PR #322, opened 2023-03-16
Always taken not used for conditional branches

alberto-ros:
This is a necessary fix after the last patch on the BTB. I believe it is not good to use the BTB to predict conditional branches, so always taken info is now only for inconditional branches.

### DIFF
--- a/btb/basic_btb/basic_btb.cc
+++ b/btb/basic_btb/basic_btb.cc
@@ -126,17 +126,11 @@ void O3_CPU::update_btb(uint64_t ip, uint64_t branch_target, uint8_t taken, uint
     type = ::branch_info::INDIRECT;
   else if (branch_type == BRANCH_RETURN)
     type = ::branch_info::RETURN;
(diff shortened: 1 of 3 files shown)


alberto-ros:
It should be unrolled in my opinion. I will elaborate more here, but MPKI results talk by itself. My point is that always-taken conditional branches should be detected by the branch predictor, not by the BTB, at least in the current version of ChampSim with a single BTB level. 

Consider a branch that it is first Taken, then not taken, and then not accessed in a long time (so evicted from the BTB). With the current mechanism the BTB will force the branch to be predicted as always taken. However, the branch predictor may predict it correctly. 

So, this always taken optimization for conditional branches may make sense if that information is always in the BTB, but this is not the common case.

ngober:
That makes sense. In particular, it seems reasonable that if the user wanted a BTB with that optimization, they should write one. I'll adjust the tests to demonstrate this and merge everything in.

==============================

## The task
What is needed is a verbatim copy of every line in the records above from the one containing "type = ::branch_info::RETURN;" down to the one containing "Consider a branch", both included, and nothing more.

## Solution to this exercise
     type = ::branch_info::RETURN;
(diff shortened: 1 of 3 files shown)


alberto-ros:
It should be unrolled in my opinion. I will elaborate more here, but MPKI results talk by itself. My point is that always-taken conditional branches should be detected by the branch predictor, not by the BTB, at least in the current version of ChampSim with a single BTB level. 

Consider a branch that it is first Taken, then not taken, and then not accessed in a long time (so evicted from the BTB). With the current mechanism the BTB will force the branch to be predicted as always taken. However, the branch predictor may predict it correctly. 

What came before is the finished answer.